I was studying Cantor's contributions to set theory, and I came upon two results:

#1: It can be shown that the power set of the naturals $\displaystyle 2^{\mathbb{N}}$ has a higher cardinality than the naturals $\displaystyle \mathbb{N}$ by attempting to enumerate all the subsets of $\displaystyle \mathbb{N}$ and being able to create a new subset previously not listed, thus contradicting the fact that there was originally a bjiection between $\displaystyle 2^{\mathbb{N}}$ and $\displaystyle \mathbb{N}$.
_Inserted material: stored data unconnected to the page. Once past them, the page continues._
PR #5952, opened 2023-09-14
improve error handling of developer workflow tool

sokra:
### Description

improve error handling in the developer workflow tooling

Closes WEB-1563

### DIFF
--- a/packages/devlow-bench/src/describe.ts
+++ b/packages/devlow-bench/src/describe.ts
@@ -159,7 +159,7 @@ export async function reportMeasurement(
     if (!prev) {
       throw new Error(`No measurement named ${relativeTo} found`);
     }
-    if (prev.unit !== "ms") {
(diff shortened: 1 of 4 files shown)


packages/devlow-bench/src/describe.ts
```diff
@@ -131,14 +159,14 @@ export function reportMeasurement(
...
-    if (prev.unit !== "ms") {
+    if (prev.unit !== unit) {
       throw new Error(
         `Measurement ${relativeTo} is not a "${unit}" measurement`
       );
     }
     reportedValue -= prev.value;
   }
-  currentScenario.iface.measurement(
+  await currentScenario.iface.measurement(
```
sokra, line 169: `measurement` is actually async and to handle errors correctly we need to await it

jridgewell (approved):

#2: It can also been shown that the reals $\displaystyle \mathbb{R}$ are "more numerous" than the naturals $\displaystyle \mathbb{N}$ by using Cantor's Diagonalization argument.

Thus, it is known that both $\displaystyle 2^{\mathbb{N}}$ and $\displaystyle \mathbb{R}$ have a higher cardinality than the naturals $\displaystyle \mathbb{N}$.

But how can we show that $\displaystyle 2^{\mathbb{N}}$ and $\displaystyle \mathbb{R}$ have the same cardinality as each other, though? I tried constructing a bijection (because I know that one must exist); I tried to use Cantor's style; nothing really worked.

I am so stuck on this proof that I do not even know where to start. Someone give me a hint or a starting point, please?